(Saved entries)
--------
PR #870, opened 2025-11-01
thank-you-2025

Abban:
We have a new accessible thank you banner with a smashing new design.

Ticket: https://phabricator.wikimedia.org/T408117


banners/thank_you/components/BannerCtrl.vue
```diff
@@ -17,8 +17,8 @@
 			@membership-without-amount="membershipWithoutAmount"
 		>
 			<template #subscribe>
-				<a :href="subscribeURL" @click.prevent="subscribe">{{ thankYouContent[ 'more-info' ] }}</a>
-				<a :href="useOfFundsURL" @click.prevent="useOfFunds">{{ thankYouContent[ 'use-of-funds' ] }}</a>
+				<a :href="subscribeURL" @click.prevent="subscribe"><small>{{ thankYouContent[ 'more-info' ] }}</small></a>
+				<a :href="useOfFundsURL" @click.prevent="useOfFunds"><small>{{ thankYouContent[ 'use-of-funds' ] }}</small></a>
```
gbirke: I'm not sure if adding `<small>` is a good accessibility improvement.
The intro in https://developer.mozilla.org/en-US/docs/Web/HTML/Reference/Elements/small makes it sound like it's a semantic element, but the note clearly states that it's just presentational like `<i>` or `<b>`. 
I've searched the web and could not find any evidence of this being read by screen readers. I would be interested in knowing why you added it.
My recommendation would be to remove the tags and optionally add a `role="contentinfo"` to the links (although that role does not fit 100%).

test/banners/thank_you/BannerCtrl.spec.ts
```diff
@@ -115,37 +85,31 @@ describe( 'BannerCtrl.vue', () => {
...
+		expect( wrapper.find( '.wmde-b-progress' ).attributes( 'style' ) ).toStrictEqual( '--wmde-b-progress-width: 80%;' );
 	} );
 
 	it( 'redirects when membership buttons are clicked', async () => {
 		const location = { href: '' };
 		Object.defineProperty( window, 'location', { writable: true, configurable: true, value: location } );
 		const wrapper = getWrapper();
 
-		await wrapper.find( '.wmde-banner-full-cta-with' ).trigger( 'click' );
+		const ctaFiveEuroAmount = wrapper.find( '.wmde-b-cta > div:first-child button' );
```
gbirke: I like this pattern of naming elements by using a variable (not quite a [Page Object](https://martinfowler.com/bliki/PageObject.html) but in the same spirit), we should use that more as a team, even if it gives us more of the "naming things" hard problem.

banners/thank_you/components/BannerModal.vue
```diff
@@ -4,6 +4,7 @@
 			<CloseButton
 				class="wmde-u-sticky"
 				:thank-you-content="thankYouContent"
+				data-with-background
```
gbirke, line 7: I still think putting in `data` attributes just to create minor variations that are not due to state (i.e. the data attributes dependent on state) is a mis-application of CUBE CSS.

banners/thank_you/components/BannerDisclosure.vue
```diff
@@ -0,0 +1,49 @@
+<template>
+	<details class="wmde-b-disclosure wmde-c-flow wmde-b-prose" :id="id" ref="dialogue" @toggle="onDialogueToggle">
```
gbirke, line 2: This is a really nice example of progressive enhancement/JS and Vue working together

gbirke (approved):
I've rebased this to `main` and fixed the commits the broke stuff.

PR #900, opened 2025-12-29
Avoid printing banners

gbirke:
This change hides banners via CSS when printing

### DIFF
--- a/src/components/BannerConductor/banner-transition.scss
+++ b/src/components/BannerConductor/banner-transition.scss
@@ -2,6 +2,10 @@ $transition-easing: cubic-bezier( 0.555, 0.155, 0.14, 0.945 ) !default;
 
 #wmde-banner-app {
 	top: calc( -1 * var( --wmde-banner-height ) );
+
+	@media print {
+		display: none !important;
+	}
 }
 
 .wmde-animate-banner {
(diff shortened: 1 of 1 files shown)


Sperling-0 (approved):

src/components/BannerConductor/banner-transition.scss
```diff
@@ -34,24 +38,31 @@ $transition-easing: cubic-bezier( 0.555, 0.155, 0.14, 0.945 ) !default;
...
+/**
+ * This class gets added to the <body> element when we show the banner.
+ * For themes with absolutely-positioned MediaWiki elements, we need to push down the by the banner height.
+ * We only do that on screens, so printing will be unaffected by banners
+ */
 .wmde-show-banner {
-	#wmde-banner-app {
-		top: 0;
-	}
+	@media only screen {
```
moiikana: I've read about the intention of "only" here,
because  I thought `@media screen` as opposed to `@media print` above would have been a sufficient statement here.

The sources I found on stackoverflow talk about using only to hide the following CSS from older/less common  browsers:
https://stackoverflow.com/questions/8549529/what-is-the-difference-between-screen-and-only-screen-in-media-queries/14168210#14168210
Also in the mentioned Adobe docs blog article:
> In spite of this behavior, it's still recommended to prefix media queries with `only` if you want to hide the styles from other, less common browsers.

As far as I understand this we actually don't want to use `only` here.

Was there a particular reason for putting it here?

We don't have a huge user base with extremely old browsers but nevertheless maybe it is better to remove an unintentional `only` here to avoid future confusion about syntax.

gbirke: Short answer: wrong assumptions, trusting what I saw in the browser more than what I read on the internet.

Long answer: I read the same articles when I created this and felt weird to put `only` there. But at the time, just putting `@media screen` in the CSS did not resolve the issue (a large gap at the top of the wikipedia Wikipedia page when you turn on the print view in the inspector after hiding the banner). When I added `only`, the gap disappeared. So I *assumed* that the internet was lying and that `@media screen` was not sufficient somehow. I've now tested with different browsers on different platforms and saw that the change works fine without `only`. 

Thank you for catching that, I'll remove it.

moiikana: > But at the time, just putting @media screen in the CSS did not resolve the issue (a large gap at the top of the wikipedia Wikipedia page when you turn on the print view in the inspector after hiding the banner). When I added only, the gap disappeared. 

I already suspected something like that to have happened :D

moiikana (approved):

PR #984, opened 2026-07-09
Fix page jump on mobile banner close

Abban:
We were firing the modal close event when the
mini banner was closed, and this caused the
page to jump to the top. This adds separate
close handlers for the mini and full page
banners.

Ticket: https://phabricator.wikimedia.org/T431694

### DIFF
--- a/banners/mobile/WMDE_FR_2026_Mobile_DE_01/components/BannerCtrl.vue
+++ b/banners/mobile/WMDE_FR_2026_Mobile_DE_01/components/BannerCtrl.vue
@@ -1,11 +1,11 @@
 <template>
 	<div class="wmde-banner-wrapper" :class="contentState">
 		<MiniBanner
-			@close="() => onClose( 'MiniBanner', CloseChoices.Close )"
+			@close="() => onMiniClose( 'MiniBanner', CloseChoices.Close )"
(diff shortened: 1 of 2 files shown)


banners/mobile/WMDE_FR_2026_Mobile_DE_01/components/BannerCtrl.vue
```diff
@@ -164,7 +164,11 @@ watch( contentState, async () => {
...
 
-function onClose( feature: TrackingFeatureName, userChoice: CloseChoices ): void {
+function onMiniClose( feature: TrackingFeatureName, userChoice: CloseChoices ): void {
+	emit( 'bannerClosed', new CloseEvent( feature, userChoice ) );
+}
+
+function onFullPageClose( feature: TrackingFeatureName, userChoice: CloseChoices ): void {
 	emit( 'bannerClosed', new CloseEvent( feature, userChoice ) );
 	emit( 'modalClosed' );
 }
```
moiikana, line 174: - this change needs to be applied to the VAR banner component as well
- the variant banner for some reason still contains the progress bar at 2 places, maybe you can remove that as well

moiikana (approved):

PR #989, opened 2026-07-15
Add option to submit to new tab

Abban:
We want to allow banners to open the donation form
in a new tab when submitted. This adds the following
to allow that:

- Add submit opens in new tab option to the donation form
- Add new submitted state to banner conductors that will
  make sure the banner is hidden when the donor returns
  to the tab

Ticket: https://phabricator.wikimedia.org/T432196

### DIFF
--- a/src/components/BannerConductor/BannerConductor.vue
+++ b/src/components/BannerConductor/BannerConductor.vue
@@ -13,6 +13,7 @@
 			:bannerState="bannerState.stateName"
 			:bannerHeight="bannerRef?.offsetHeight"
 			@banner-closed="closeHandler"
+			@banner-submitted="submitedHandler"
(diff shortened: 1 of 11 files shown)


src/components/BannerConductor/BannerConductor.vue
```diff
@@ -85,6 +86,10 @@ async function closeHandler( closeEvent: TrackingEvent<void> ): Promise<any> {
 	await stateMachine.changeState( stateFactory.newClosedState( closeEvent ) );
 }
 
+async function submitedHandler(): Promise<any> {
```
moiikana, line 89: `submittedHandler()`

moiikana (approved):

PR #1422, opened 2015-09-15
V2 – Export entries

### LINKED ISSUE #79: export epub

### LINKED ISSUE #701: Add .mobi export
Hi everybody,
In addition to the epub export it would be great to support also mobi export. I did some research and found this interesting project https://github.com/raiju/phpMobi. Maybe you can have a look at it and consider using it for wallabag.
Thanks

tcitworld:
What routes would you like ?

For now I just have `/category/ebook/format` for groups of articles and `/ebook/id/format` for one entry.

Fix #79
Fix #701

### DIFF
--- a/src/Wallabag/CoreBundle/Controller/ExportController.php
+++ b/src/Wallabag/CoreBundle/Controller/ExportController.php
@@ -4,62 +4,55 @@ namespace Wallabag\CoreBundle\Controller;
 
 use Sensio\Bundle\FrameworkExtraBundle\Configuration\Route;
 use Symfony\Bundle\FrameworkBundle\Controller\Controller;
+use Symfony\Component\HttpKernel\Exception\NotFoundHttpException;
 use Wallabag\CoreBundle\Entity\Entry;
-use Wallabag\CoreBundle\Helper\EntriesExport;
 
 class ExportController extends Controller
 {
-    /**
-     * Gets all entries for current user.
-     *
-     * @Route("/export/{category}.{format}", name="ebook", requirements={
-     *     "_format": "epub|mobi|pdf|json|xml|txt|csv"
-     * })
-     */
-    public function getEntriesAction($format, $category)
-    {
-        $repository = $this->getDoctrine()->getRepository('WallabagCoreBundle:Entry');
-        switch ($category) {
-            case 'all':
-                $method = 'All';
-                break;
-
-            case 'unread':
-                $method = 'Unread';
-                break;
-
-            case 'starred':
-                $method = 'Starred';
-                break;
-
-            case 'archive':
-                $method = 'Archive';
-                break;
-
-            default:
-                break;
-        }
-
-        $methodBuilder = 'getBuilderFor'.$method.'ByUser';
-        $qb = $repository->$methodBuilder($this->getUser()->getId());
-        $entries = $qb->getQuery()->getResult();
-
-        $export = new EntriesExport($entries);
-        $export->setMethod($method);
-        $export->exportAs($format);
-    }
-
     /**
      * Gets one entry content.
      *
      * @param Entry $entry
      *
-     * @Route("/export/id/{id}.{format}", requirements={"id" = "\d+"}, name="ebook_entry")
+     * @Route("/export/{id}.{format}", requirements={"id" = "\d+"}, name="export_entry")
      */
-    public function getEntryAction(Entry $entry, $format)
+    public function downloadEntryAction(Entry $entry, $format)
     {
-        $export = new EntriesExport(array($entry));
-        $export->setMethod('entry');
-        $export->exportAs($format);
+        try {
+            return $this->get('wallabag_core.helper.entries_export')
+                ->setEntries($entry)
+                ->updateTitle('entry')
+                ->exportAs($format);
+        } catch (\InvalidArgumentException $e) {
+            throw new NotFoundHttpException($e->getMessage());
+        }
+    }
+
+    /**
+     * Export all entries for current user.
+     *
+     * @Route("/export/{category}.{format}", name="export_entries", requirements={
+     *     "_format": "epub|mobi|pdf|json|xml|txt|csv",
+     *     "category": "all|unread|starred|archive"
+     * })
+     */
+    public function downloadEntriesAction($format, $category)
+    {
+        $method = ucfirst($category);
+        $methodBuilder = 'getBuilderFor'.$method.'ByUser';
+        $entries = $this->getDoctrine()
+            ->getRepository('WallabagCoreBundle:Entry')
+            ->$methodBuilder($this->getUser()->getId())
+            ->getQuery()
+            ->getResult();
+
+        try {
+            return $this->get('wallabag_core.helper.entries_export')
+                ->setEntries($entries)
+                ->updateTitle($method)
+                ->exportAs($format);
+        } catch (\InvalidArgumentException $e) {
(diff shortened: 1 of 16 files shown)


j0k3r:
What kind of routes do we need? Do we really need to export all articles in an ebook format?

Maybe we can have `/export/TYPE/CATEGORY.FORMAT`, for example `/export/ebook/unread.json` and `/export/ebook/123.json`.

tcitworld:
Is TYPE necessary then ? Why not directly `/export/unread.json`

j0k3r:
Oh I see, sorry. Yes we can have :

- `/export/unread.json`
- `/export/all.xml`
- `/export/123.epub`
- `/export/read.pdf`
- `/export/archive.mobi`
- `/export/unread.csv`
- etc ...

tcitworld:
Right. I'll just have `/export/tag/tagname.format` too.

I also had the idea to use the existing routes and just add `.FORMAT` at the end, but it seems I have to use FOSRestBundle instead of just a controller.

tcitworld:
Do you think a side panel (as for filters) is necessary for export on categories ? Of course, there will be more options to export to (xml, json, csv, txt, ...) and they will be stylised.

export1
export2

j0k3r:
It could be a good solution. But all these icons without a single text seems weird to me. First user impression will be hard to understand all the icons. But it's an other subject ...

tcitworld:
You mean on the first screenshot ? This one's may be better. But yes, I see your point.
export3

nicosomb:
@j0k3r you're right. What can we do?

j0k3r:
Well, can we replace them with plain text? :kissing_smiling_eyes:

nicosomb:
4 words instead of icons? It will be longer ...

tcitworld:
> First user impression will be hard to understand all the icons

There's also title attributes on all the icons.

j0k3r:
You should better do a `git rebase origin/v2` instead of merging the v2 branch in your own branch.

tcitworld:
Yeah, really sorry for the mess. I had also issues with rebase in the past so I don't really what to use each time... even though the documentation seems clear about this.

tcitworld:
Tests are failing on Travis, but not on my side. Hope I didn't blacklist github from LeMonde with all my tests. :(

nicosomb:
It's a graby's bug ;-) I found it this afternoon.

j0k3r:
It's in fact related to safecurl. I'm fixing it atm.

j0k3r:
:arrow_right: https://github.com/j0k3r/graby/releases/tag/1.0.1

tcitworld:
Thanks, I'll wait a little for it to come through Packagist.

j0k3r:
You can easily refactor `getEntriesAction` with a smaller switch case.
What I'll do:

- `Ebook` should take only one param: entries
- add a method `setMethod()` which take one parameter: the type (unread, archived, etc ..)
- add a method called `exportAs()` which take one parameter: the format
- move Ebook declaration outside the switch.
- defined the repository to use inside the switch (`$method = 'getBuilderForAllByUser';`) and then call it outside it, like `$repository->$method($this->getUser()->getId());`

Also Ebook doesn't have a meaning since you can now export as csv, zip, etc .. Maybe `EntriesExport` is a better name ?

tcitworld:
Thanks, will do that.

src/Wallabag/CoreBundle/Controller/ExportController.php
```diff
@@ -0,0 +1,65 @@
...
+     * Gets all entries for current user.
+     *
+     * @Route("/export/{category}.{format}", name="ebook", requirements={
+     *     "_format": "epub|mobi|pdf|json|xml|txt|csv"
+     * })
+     */
+    public function getEntriesAction($format, $category)
+    {
+        $repository = $this->getDoctrine()->getRepository('WallabagCoreBundle:Entry');
+        switch ($category) {
```
j0k3r: Instead of this big switch / case, you can define what `category` can be in the url (the same way you did for `_format` and then you just need to apply a `ucfirst()` to have the `$method`.

src/Wallabag/CoreBundle/Helper/EntriesExport.php
```diff
@@ -0,0 +1,263 @@
...
+    }
+
+    /**
+     * Sets the output format.
+     *
+     * @param string $format
+     */
+    public function exportAs($format)
+    {
+        $this->format = $format;
```
j0k3r: You don't need to re-set the format, you don't use `$this->format` outside of this function

src/Wallabag/CoreBundle/Helper/EntriesExport.php
```diff
@@ -0,0 +1,263 @@
...
+
+        // set image scale factor
+        $pdf->setImageScale(PDF_IMAGE_SCALE_RATIO);
+
+        $pdf->Output($this->title.'.pdf', 'D');
+    }
+
+    private function produceCSV()
+    {
+        header('Content-type: application/csv');
```
j0k3r: You should better create your own Response (from the HttpFoundation) instead of using php internal way.

src/Wallabag/CoreBundle/Helper/EntriesExport.php
```diff
@@ -0,0 +1,263 @@
...
+                $this->title = 'Starred articles';
+                break;
+            case 'Archive':
+                $this->title = 'Archived articles';
+                break;
+            case 'entry':
+                $this->title = $this->entries[0]->getTitle();
+                break;
+            default:
+                break;
```
tcitworld: If I directly take the value from the route, how do I deal with wrong categories here ?

j0k3r: Since won't affect this part.
Category from the route will only limit the categories you can get. If someone provide a wrong category in the route, the Router won't match the route and will lead to a 404.

You'll still have the `$method` here.

What I said above is that you don't need the switch / case,  just a simple:

```php
$method = ucfirst($category);
```

j0k3r:
Do you need extra help here?

tcitworld:
As of today it works and I made the changes you suggested. I just need to make things clean (return a proper Response for instance), avoiding dirty things [like this](https://github.com/wallabag/wallabag/pull/1422/files#diff-dc5f6d7a8b7bcf372eabb30fb2045c3eR261) and a little help would be welcomed here. I'll have to add JSON and TXT then.

j0k3r:
I can work on that tomorrow!

tcitworld:
For some reason when the serializer is used content is outputted twice in the file. Can somebody have a look at that ?

j0k3r:
Did JMS fix your duplicate output ?

tcitworld:
Nope, it didn't.

j0k3r:
I've checked the PR and didn't get duplicate output. Did you check that the duplicate output you get didn't come from different entries WITH same data? Since loaded fixtures are quite the same.

Also, I've added better test on json & xml export.

j0k3r:
Maybe we can review this PR and if it's ok to @wallabag/owners we can publish alpha1 with that feature :rocket:

tcitworld:
Hmm, I think to remember it was happening too with any new entry fetched, exported as XML or JSON. Will check again then.

nicosomb:
sorry, some conflicts on your branch

j0k3r:
@nicosomb rebased

nicosomb:
It works nice :+1: Good job @tcitworld

PR #1434, opened 2015-09-26
Add multiple database tests on Travis

j0k3r:
Support:

- MySQL
- SQLite
- PostgreSQL

To avoid bad behavior when testing archived, starred, deleted, etc .. I try to use the same content every time:
- I create the content (using a custom `$url`)
- I re-use this `$url` to retrieve the content on every test

I also moved setup of readingTime & domainName in ContentProxy to centralize all the work performed when saving a new content.

### DIFF
--- a/.travis.yml
+++ b/.travis.yml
--------
_Work request:_ Write out again, exactly, the lines from the start of the entries up to and including the one with "gbirke: I'm not". Nothing else belongs in the reply.

_Solution for this exercise:_
PR #870, opened 2025-11-01
thank-you-2025

Abban:
We have a new accessible thank you banner with a smashing new design.

Ticket: https://phabricator.wikimedia.org/T408117


banners/thank_you/components/BannerCtrl.vue
```diff
@@ -17,8 +17,8 @@
 			@membership-without-amount="membershipWithoutAmount"
 		>
 			<template #subscribe>
-				<a :href="subscribeURL" @click.prevent="subscribe">{{ thankYouContent[ 'more-info' ] }}</a>
-				<a :href="useOfFundsURL" @click.prevent="useOfFunds">{{ thankYouContent[ 'use-of-funds' ] }}</a>
+				<a :href="subscribeURL" @click.prevent="subscribe"><small>{{ thankYouContent[ 'more-info' ] }}</small></a>
+				<a :href="useOfFundsURL" @click.prevent="useOfFunds"><small>{{ thankYouContent[ 'use-of-funds' ] }}</small></a>
```
gbirke: I'm not sure if adding `<small>` is a good accessibility improvement.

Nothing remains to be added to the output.